- Prompt: Would you please set down the entries below exactly as shown?

Collected data:

======

PR #1391, opened 2026-07-03
enforce inference tokens floor

qdanik:
## Summary

Floors `min_tokens`/`max_tokens` to **64** on every inference request — enforced identically on executor, validator, and gateway. Closes **H1 #3833622**: the validation similarity-floor passes arbitrarily short completions regardless of model, so a substitute model could clear validation (model substitution → reward extraction). ≥64 tokens gives the logprob distance metric enough signal to discriminate.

======

- Written solution:
PR #1391, opened 2026-07-03
enforce inference tokens floor

qdanik:
## Summary

Floors `min_tokens`/`max_tokens` to **64** on every inference request — enforced identically on executor, validator, and gateway. Closes **H1 #3833622**: the validation similarity-floor passes arbitrarily short completions regardless of model, so a substitute model could clear validation (model substitution → reward extraction). ≥64 tokens gives the logprob distance metric enough signal to discriminate.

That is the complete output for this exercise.